OpenCompass v0.3.1
The OpenCompass team is thrilled to announce the release of OpenCompass v0.3.1!
🌟 Highlights
- 🚀 Support pip installation, update Readme and evaluation demo
- 🐛 Fixed various dataset loading issues.
- ⚙️ Enhanced auto-download features for datasets.
🚀 New Features
- 🆕 Introduced support for Ruler datasets.
- 🆕 Enhanced model compatibility.
- 🆕 Improved dataset handling, support auto-download for various datasets
📖 Documentation
- 📚 Updated README to reflect the latest changes.
- 📚 Improved documentation for dataset loading procedures.
🐛 Bug Fixes
- 🐞 Resolved modelscope dataset load issues.
- 🐞 Corrected evaluation scores for the Lawbench dataset.
- 🐞 Fixed dataset bugs for CommonsenseQA and Longbench.
⚙ Enhancements and Refactors
- 🔧 Retained first and last halves of prompts to avoid max_seq_len issues.
- 🔧 Updated Compassbench to v1.3.
- 🔧 Switched to Python runner for single GPU operations.
🎉 Welcome New Contributors
- 🙌 @Yunnglin for fixing modelscope dataset load problem.
- 🙌 @changyeyu for addressing max_seq_len issues with prompt handling.
- 🙌 @seetimee for updates to openai_api.py.

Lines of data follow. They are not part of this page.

PR #85, opened 2023-09-03
tests: merkle, darkpool: enable feature flags in e2e tests

akirillo:
This PR updates the merkle and darkpool e2e test suites to properly enable the new feature flags.

Tests pass, as do ad-hoc tests asserting that the contracts behave as expected when the flags are disabled.

### DIFF
--- a/starknet_scripts/src/commands/utils.rs
+++ b/starknet_scripts/src/commands/utils.rs
@@ -277,7 +277,11 @@ pub async fn deploy_darkpool(
 
     // Deploy darkpool
     debug!("Deploying darkpool contract...");
-    let calldata = vec![account.address()];
+    let calldata = vec![
+        account.address(),
+        FieldElement::ZERO, /* serialization of boolean `false` indicating that poseidon over the base field should not be used */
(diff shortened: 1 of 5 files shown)


starknet_scripts/src/commands/utils.rs
```diff
@@ -277,7 +277,11 @@ pub async fn deploy_darkpool(
 
     // Deploy darkpool
     debug!("Deploying darkpool contract...");
-    let calldata = vec![account.address()];
+    let calldata = vec![
```
joeykraut, line 280: maybe we should have a constructor for the contract that sets the feature flags to their default values. Want to make absolutely sure we don't have bugs initializing our contract

joeykraut (approved):

starknet_scripts/src/commands/utils.rs
akirillo: I can certainly make a separate function in the deploy scripts that does this. at the contract level, though, there can only be one constructor, and I want it to accept the feature flags as an argument so that we can later redeploy the darkpool with different feature flags successfully (it will be deployed to a different address since it has different constructor calldata). FWIW when we go to mainnet the feature flags will be removed completely.

PR #91, opened 2023-10-09
transcript: basic implementation

akirillo:
This PR introduces a basic transcript implementation similar to the hash-chain-based transcript we were using previously.

It currently exposes methods for appending arbitrary byte-encoded messages, scalar field elements, and $\mathbb{G}_1$ curve points to the transcript, as well as squeezing challenge scalars from it.

As the verifier gets built out and the transcript gets used, parts of this interface may change, e.g. higher-level methods composed from these or different types to ingest into the transcript state.

This makes use of the `stylus_sdk::keccak` function, which invokes the VM-accelerated (and cheaply-priced) Keccak implementation.

Currently no tests are implemented, as there is not exactly a reference implementation of this transcript to test against and I want to prioritize getting a first-pass of the verifier done.

### DIFF
--- a/src/transcript/mod.rs
+++ b/src/transcript/mod.rs
@@ -1,0 +1,61 @@
+//! A simple hash-chain based transcript used for computing challenge values via the Fiat-Shamir transformation.
+
+mod errors;
+
+extern crate alloc;
+
+use alloc::vec::Vec;
+use ark_ff::PrimeField;
+use ark_serialize::CanonicalSerialize;
+use core::result::Result;
+use stylus_sdk::{alloy_primitives::B256, crypto::keccak};
+
+use crate::types::{G1Affine, ScalarField};
+
+use self::errors::TranscriptError;
+
+pub struct Transcript {
+    state: B256,
+}
+
+impl Transcript {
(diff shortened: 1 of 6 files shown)


src/transcript/mod.rs
```diff
@@ -0,0 +1,61 @@
...
+        point.serialize_compressed(&mut message)?;
+        self.append_message(label, &message);
+        Ok(())
+    }
+
+    pub fn challenge_scalar(&mut self) -> ScalarField {
+        let new_state = keccak(self.state);
+
+        let challenge =
+            ScalarField::from_le_bytes_mod_order(&[&self.state[..], &new_state[..]].concat());
```
joeykraut: Why do we use the `new_state` here as byte input? This would imply that if I squeezed two challenges in a row they are not I.I.D, in fact the high bytes of the first will equal the low bytes of the second.

joeykraut (approved):

src/transcript/mod.rs
akirillo: great catch - tried to simplify the way scalars are drawn in the jellyfish implementation, missed an initial rehashing of the current state.

PR #154, opened 2023-12-12
contracts-stylus: merkle: use merkle struct fields directly in storage

akirillo:
This PR removes the native Rust `SparseMerkleTree` type and inlines it's fields & methods into the `MerkleContract` implementation. This makes our storage access patterns significantly more efficient - we no longer de/serialize the entire `SparseMerkleTree` to/from storage on every insertion.

**Improvements:**
Storage access during insertion would previously cost us an aggregate ~5,673,266 gas => ~$1.26 (assuming $2200 ETH).
As a result of the changes in this PR, these costs are significantly reduced. The storage access patterns taking place in the insertion method consume 210,043 gas, and the overall cost of Merkle insertion went down from ~$2.67 -> ~$1.45, a ~46% improvement.

For what it's worth, this also shaved the Merkle binary down from 20.2kb -> 15.6kb.

**Testing:**
Integration tests checking Merkle functionality (`merkle`, `new-wallet`, `update-wallet`, `process-match-settle`) all pass.


joeykraut (approved):
great work

PR #157, opened 2023-12-13
contracts-core: verifier: use batch inversion for public input polynomial

akirillo:
This PR changes the implementation of the verifier to use Montgomery batch inversion when calculating the Lagrange bases used to evaluate the public inputs polynomial.

**Improvements:**
Whereas the parts of verification that relied on the Lagrange bases (steps 6 and 7) previously consumed 2,504,087 gas ($0.55), they now (including the batch inversion procedure) consume 438,181 gas ($0.1), a reduction of 2,065,906 gas ($0.45).
Overall, the cost of `update_wallet` went from 10,853,503 gas ($2.39) to 8,743,558 gas ($1.92), a 19.5% improvement.

**Testing:**
Verifier unit tests & integration tests invoking the verifier contract all pass.


contracts-core/src/verifier/mod.rs
```diff
@@ -140,35 +139,34 @@ impl<G: G1ArithmeticBackend, H: HashBackend> Verifier<G, H> {
...
         let mut pi_eval = lagrange_1_eval * public_inputs[0];
-        for (i, pi) in public_inputs.iter().enumerate().skip(1) {
-            let omega_i = domain.element(i);
-            let lagrange_i_eval = zero_poly_eval_div_n * omega_i / (*zeta - omega_i);
-            pi_eval += lagrange_i_eval * pi;
+        for ((o_i, l_i), p_i) in domain_elements
+            .iter()
+            .zip(lagrange_bases.iter())
+            .zip(public_inputs.iter())
+            .skip(1)
```
joeykraut, line 167: you can use [`izip`](https://docs.rs/itertools/latest/itertools/macro.izip.html) for this, i believe `itertools` is already in scope

joeykraut (approved):

contracts-core/src/verifier/mod.rs
akirillo: we don't have `itertools` as a dependency here :/ so i'd rather not add one so as mitigate binary bloat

- 🙌 @HariSeldon0 for adding the scicode dataset.
What's Changed
- [Fix] Fix modelscope dataset load problem by @Yunnglin in #1406
- [Fix] the issue where scores are negative in the Lawbench dataset evaluation(#1402) by @yaoyingyy in #1403
- [Doc] Update README by @tonysy in #1404
- Retain first and last halves of prompts to avoid max_seq_len issues by @changyeyu in #1373
- [UPDATE] Compassbench v1.3 by @MaiziXiao in #1396
- [Fix] longbench dataset load fix by @MaiziXiao in #1422
- [Fix] Sub summarizer order fix by @bittersweet1999 in #1426
- [Update] Support auto-download of FOFO/MT-Bench-101 by @tonysy in #1423
- [Bug] Commonsenseqa dataset fix by @MaiziXiao in #1425
- [Feature] Add abbr for rolebench dataset by @xu-song in #1431
- [Feature] Add Ruler datasets by @MaiziXiao in #1310
- [Fix] Fix openai api tiktoken bug for api server by @liushz in #1433
- Update openai_api.py by @seetimee in #1438
- [Feature] Add model support for 'huggingface_above_v4_33' when using '-a' by @liushz in #1430
- Add scicode by @HariSeldon0 in #1417
- [Doc] Update Readme by @MaiziXiao in #1439
- [Fix] Update option postprocess & mathbench language summarizer by @liushz in #1413
- [ci] add commond testcase into daily testcase by @zhulinJulia24 in #1447
- [Feature] Switch to python runner for single GPU by @xu-song in #1308
- [Fix] Update SciCode and Gemma model by @tonysy in #1449
- [Bump] Bump version to 0.3.1 by @tonysy in #1450
Full Changelog: 0.3.0...0.3.1
Thank you for your continued support and contributions to OpenCompass!